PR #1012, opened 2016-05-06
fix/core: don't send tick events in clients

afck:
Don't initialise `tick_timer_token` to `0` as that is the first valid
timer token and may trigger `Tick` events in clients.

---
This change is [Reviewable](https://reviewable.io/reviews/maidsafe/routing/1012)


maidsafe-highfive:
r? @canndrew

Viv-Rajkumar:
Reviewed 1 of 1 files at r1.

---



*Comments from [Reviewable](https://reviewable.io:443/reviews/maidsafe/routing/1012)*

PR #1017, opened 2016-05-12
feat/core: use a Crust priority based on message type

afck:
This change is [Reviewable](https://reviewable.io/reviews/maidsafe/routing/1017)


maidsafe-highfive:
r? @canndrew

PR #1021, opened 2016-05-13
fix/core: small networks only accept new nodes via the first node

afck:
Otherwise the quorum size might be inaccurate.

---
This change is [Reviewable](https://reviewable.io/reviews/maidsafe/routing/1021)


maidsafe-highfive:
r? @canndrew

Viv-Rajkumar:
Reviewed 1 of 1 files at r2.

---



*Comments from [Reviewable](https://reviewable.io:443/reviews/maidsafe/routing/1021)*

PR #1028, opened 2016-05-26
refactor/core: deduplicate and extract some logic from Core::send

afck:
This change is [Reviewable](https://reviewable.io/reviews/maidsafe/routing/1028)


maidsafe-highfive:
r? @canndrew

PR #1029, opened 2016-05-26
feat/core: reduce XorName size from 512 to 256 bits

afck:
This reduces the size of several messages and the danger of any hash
***
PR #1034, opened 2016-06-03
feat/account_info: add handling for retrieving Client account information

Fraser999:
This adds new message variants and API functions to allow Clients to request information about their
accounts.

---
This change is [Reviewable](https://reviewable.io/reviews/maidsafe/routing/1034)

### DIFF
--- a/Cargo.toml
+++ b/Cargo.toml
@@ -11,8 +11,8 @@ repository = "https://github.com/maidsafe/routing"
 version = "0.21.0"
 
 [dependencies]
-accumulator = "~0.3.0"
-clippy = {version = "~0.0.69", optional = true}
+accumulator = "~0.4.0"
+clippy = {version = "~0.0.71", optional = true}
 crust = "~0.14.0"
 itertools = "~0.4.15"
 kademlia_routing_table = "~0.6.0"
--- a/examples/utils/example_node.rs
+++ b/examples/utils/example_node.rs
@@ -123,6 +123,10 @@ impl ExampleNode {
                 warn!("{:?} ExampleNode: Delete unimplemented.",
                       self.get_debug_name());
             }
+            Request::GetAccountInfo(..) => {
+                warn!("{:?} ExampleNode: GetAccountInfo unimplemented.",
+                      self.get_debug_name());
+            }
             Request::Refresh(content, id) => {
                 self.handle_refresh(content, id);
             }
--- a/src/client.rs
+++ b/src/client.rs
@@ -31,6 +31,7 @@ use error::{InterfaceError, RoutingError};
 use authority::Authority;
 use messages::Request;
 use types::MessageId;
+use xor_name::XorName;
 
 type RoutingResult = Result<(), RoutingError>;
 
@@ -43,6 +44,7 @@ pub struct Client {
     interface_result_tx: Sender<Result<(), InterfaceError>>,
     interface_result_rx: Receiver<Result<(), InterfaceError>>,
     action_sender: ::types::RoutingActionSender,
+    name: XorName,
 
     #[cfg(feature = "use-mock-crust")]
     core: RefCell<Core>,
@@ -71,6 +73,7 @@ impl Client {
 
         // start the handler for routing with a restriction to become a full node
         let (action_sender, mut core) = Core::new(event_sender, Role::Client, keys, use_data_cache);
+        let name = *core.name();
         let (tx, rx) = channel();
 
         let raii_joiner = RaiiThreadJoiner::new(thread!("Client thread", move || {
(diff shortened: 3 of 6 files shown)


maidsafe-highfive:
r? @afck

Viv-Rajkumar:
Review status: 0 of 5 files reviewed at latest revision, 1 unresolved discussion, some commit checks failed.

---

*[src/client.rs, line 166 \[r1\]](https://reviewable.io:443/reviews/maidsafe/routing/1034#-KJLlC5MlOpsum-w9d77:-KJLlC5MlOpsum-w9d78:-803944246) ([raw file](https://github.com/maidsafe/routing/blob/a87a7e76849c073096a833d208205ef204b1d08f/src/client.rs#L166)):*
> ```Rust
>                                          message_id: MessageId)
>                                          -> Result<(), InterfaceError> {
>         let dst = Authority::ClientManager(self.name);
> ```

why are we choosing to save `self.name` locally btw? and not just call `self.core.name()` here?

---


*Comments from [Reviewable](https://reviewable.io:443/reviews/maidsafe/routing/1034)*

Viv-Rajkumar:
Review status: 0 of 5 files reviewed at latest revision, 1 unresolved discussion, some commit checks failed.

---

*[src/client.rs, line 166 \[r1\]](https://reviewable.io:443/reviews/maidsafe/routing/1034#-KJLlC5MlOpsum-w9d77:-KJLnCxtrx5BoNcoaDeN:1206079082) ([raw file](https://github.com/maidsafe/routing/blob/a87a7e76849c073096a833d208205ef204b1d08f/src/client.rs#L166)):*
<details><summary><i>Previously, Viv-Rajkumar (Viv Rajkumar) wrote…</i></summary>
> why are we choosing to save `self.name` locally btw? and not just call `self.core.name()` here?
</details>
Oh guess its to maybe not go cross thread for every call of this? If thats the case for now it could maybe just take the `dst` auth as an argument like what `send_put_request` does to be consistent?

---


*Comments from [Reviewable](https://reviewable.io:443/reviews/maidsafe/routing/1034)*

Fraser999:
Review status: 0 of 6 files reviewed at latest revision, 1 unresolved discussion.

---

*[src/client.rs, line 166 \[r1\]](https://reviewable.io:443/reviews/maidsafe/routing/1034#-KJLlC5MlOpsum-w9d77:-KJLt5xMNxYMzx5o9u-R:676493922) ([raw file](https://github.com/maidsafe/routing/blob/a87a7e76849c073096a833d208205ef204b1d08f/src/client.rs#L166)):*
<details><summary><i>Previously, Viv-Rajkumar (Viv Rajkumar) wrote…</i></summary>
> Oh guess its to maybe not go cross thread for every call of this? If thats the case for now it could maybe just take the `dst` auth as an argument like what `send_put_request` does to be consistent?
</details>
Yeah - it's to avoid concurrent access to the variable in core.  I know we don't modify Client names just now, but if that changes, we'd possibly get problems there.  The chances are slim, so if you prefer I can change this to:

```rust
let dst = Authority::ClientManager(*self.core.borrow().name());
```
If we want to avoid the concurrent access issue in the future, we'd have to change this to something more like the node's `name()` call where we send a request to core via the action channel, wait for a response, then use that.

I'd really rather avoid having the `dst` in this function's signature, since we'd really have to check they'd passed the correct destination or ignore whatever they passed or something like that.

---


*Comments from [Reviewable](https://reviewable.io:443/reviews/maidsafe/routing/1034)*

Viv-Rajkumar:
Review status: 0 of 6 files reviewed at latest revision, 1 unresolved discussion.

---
***
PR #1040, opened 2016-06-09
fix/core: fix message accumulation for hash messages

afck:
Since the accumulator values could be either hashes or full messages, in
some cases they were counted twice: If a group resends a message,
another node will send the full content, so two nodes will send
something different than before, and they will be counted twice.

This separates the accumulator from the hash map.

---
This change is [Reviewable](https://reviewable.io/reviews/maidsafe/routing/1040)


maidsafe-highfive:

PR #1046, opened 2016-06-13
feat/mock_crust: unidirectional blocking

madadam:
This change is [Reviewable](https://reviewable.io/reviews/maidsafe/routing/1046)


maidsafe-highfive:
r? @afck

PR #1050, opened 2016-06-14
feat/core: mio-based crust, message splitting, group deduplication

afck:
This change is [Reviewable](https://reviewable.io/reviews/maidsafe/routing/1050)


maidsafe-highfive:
***
**Problem details**
Taking the material above, report how many of its lines contain the word "size". Add nothing else.

**Solution for this exercise**
3